• [YOUR INSTRUCTIONS]
Word for word, give again the lines of the material below, from the one holding "So should probably" to the last, with nothing added.

• [INFORMATION PROVIDED]
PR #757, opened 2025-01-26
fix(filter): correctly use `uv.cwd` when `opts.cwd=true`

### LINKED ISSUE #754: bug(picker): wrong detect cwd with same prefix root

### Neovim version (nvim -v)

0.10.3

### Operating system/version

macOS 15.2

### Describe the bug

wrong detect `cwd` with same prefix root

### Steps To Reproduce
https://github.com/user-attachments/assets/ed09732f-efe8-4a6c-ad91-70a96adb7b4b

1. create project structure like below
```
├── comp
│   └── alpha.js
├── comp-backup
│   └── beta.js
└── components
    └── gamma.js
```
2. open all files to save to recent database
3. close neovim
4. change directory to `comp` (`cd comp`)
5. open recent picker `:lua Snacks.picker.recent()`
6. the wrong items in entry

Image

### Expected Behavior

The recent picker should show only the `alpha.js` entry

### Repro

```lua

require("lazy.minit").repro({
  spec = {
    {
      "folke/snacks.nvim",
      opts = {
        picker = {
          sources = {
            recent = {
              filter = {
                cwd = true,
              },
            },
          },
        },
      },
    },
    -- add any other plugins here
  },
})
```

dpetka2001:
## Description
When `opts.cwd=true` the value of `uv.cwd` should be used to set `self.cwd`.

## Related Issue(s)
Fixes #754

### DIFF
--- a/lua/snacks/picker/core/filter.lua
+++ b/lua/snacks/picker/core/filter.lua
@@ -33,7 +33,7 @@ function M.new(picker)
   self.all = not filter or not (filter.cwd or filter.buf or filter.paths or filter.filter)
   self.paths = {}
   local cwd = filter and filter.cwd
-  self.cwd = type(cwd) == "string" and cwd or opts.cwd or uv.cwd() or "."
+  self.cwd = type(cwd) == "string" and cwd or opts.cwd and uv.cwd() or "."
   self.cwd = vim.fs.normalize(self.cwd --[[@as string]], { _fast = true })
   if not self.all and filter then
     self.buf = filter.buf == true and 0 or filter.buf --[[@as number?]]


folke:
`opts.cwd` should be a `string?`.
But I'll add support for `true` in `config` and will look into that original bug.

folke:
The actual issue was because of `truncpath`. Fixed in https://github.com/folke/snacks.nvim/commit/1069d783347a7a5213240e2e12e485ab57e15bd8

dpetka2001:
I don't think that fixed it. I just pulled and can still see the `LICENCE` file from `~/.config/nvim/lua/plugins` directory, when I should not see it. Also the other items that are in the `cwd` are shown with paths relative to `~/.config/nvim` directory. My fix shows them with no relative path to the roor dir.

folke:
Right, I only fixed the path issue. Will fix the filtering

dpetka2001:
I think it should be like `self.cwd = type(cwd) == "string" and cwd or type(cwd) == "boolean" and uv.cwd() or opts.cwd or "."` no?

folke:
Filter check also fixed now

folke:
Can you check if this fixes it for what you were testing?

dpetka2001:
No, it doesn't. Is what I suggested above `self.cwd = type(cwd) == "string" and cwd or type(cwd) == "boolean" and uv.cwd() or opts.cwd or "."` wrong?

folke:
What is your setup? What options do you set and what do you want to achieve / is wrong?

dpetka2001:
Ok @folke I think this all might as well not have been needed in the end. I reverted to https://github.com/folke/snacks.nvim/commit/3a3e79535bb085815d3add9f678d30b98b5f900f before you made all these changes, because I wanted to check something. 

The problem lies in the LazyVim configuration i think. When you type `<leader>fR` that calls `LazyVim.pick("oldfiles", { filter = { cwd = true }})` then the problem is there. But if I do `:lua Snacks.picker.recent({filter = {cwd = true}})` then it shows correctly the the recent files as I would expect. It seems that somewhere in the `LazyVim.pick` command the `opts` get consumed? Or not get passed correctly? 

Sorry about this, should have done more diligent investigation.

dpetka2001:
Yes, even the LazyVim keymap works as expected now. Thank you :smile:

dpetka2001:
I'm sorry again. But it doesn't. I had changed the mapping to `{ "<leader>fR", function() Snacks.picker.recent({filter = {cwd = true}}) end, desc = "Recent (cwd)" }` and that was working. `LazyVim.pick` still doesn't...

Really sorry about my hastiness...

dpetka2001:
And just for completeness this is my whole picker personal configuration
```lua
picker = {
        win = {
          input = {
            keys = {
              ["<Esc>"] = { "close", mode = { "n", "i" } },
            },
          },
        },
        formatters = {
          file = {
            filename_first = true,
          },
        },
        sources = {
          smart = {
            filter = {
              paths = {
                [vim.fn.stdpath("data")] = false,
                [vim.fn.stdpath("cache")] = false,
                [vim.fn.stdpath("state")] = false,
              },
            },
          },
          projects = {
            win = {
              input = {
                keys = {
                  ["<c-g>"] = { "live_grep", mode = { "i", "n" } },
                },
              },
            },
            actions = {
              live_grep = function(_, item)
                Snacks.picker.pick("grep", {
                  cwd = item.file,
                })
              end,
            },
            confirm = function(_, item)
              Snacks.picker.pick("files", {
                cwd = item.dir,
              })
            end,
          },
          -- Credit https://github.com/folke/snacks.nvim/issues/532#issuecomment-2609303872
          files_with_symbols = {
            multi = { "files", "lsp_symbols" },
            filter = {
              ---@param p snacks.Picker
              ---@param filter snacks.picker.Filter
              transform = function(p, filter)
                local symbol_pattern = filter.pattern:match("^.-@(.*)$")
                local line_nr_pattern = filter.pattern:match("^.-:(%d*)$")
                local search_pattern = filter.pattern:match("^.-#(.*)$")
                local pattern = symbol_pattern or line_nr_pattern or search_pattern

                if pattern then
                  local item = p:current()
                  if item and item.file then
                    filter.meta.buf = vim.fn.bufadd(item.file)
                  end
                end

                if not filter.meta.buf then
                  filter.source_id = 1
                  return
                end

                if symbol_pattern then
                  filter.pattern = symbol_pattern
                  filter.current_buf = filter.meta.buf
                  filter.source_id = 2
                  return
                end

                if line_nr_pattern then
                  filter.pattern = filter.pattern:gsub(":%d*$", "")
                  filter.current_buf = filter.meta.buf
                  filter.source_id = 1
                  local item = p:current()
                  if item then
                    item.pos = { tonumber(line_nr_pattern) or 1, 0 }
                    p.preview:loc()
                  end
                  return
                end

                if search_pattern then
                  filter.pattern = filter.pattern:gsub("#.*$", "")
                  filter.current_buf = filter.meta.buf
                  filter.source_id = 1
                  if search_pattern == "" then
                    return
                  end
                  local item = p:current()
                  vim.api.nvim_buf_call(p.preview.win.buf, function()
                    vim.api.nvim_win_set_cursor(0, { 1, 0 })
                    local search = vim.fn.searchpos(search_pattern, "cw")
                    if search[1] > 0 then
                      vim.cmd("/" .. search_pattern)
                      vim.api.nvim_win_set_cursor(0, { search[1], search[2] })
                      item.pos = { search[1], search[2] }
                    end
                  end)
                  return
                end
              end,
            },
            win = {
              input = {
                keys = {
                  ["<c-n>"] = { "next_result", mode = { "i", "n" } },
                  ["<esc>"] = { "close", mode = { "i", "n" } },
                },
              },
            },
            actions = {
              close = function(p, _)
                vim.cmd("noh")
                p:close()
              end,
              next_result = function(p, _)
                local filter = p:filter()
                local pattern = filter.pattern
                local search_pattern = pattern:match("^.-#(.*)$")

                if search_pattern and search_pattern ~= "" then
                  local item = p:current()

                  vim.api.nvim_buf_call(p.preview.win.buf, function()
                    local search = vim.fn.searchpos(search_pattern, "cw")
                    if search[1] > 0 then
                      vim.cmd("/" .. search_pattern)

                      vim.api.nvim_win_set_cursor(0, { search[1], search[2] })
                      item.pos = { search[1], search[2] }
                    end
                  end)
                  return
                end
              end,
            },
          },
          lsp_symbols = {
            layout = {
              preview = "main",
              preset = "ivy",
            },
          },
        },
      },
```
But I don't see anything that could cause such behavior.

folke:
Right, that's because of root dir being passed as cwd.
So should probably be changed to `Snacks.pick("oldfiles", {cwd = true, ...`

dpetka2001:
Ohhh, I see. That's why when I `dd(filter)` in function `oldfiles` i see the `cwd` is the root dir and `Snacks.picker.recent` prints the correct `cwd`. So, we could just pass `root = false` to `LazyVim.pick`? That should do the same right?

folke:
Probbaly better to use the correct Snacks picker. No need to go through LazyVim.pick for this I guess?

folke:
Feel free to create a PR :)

• [REPLY TO THE EXERCISE]
So should probably be changed to `Snacks.pick("oldfiles", {cwd = true, ...`

dpetka2001:
Ohhh, I see. That's why when I `dd(filter)` in function `oldfiles` i see the `cwd` is the root dir and `Snacks.picker.recent` prints the correct `cwd`. So, we could just pass `root = false` to `LazyVim.pick`? That should do the same right?

folke:
Probbaly better to use the correct Snacks picker. No need to go through LazyVim.pick for this I guess?

folke:
Feel free to create a PR :)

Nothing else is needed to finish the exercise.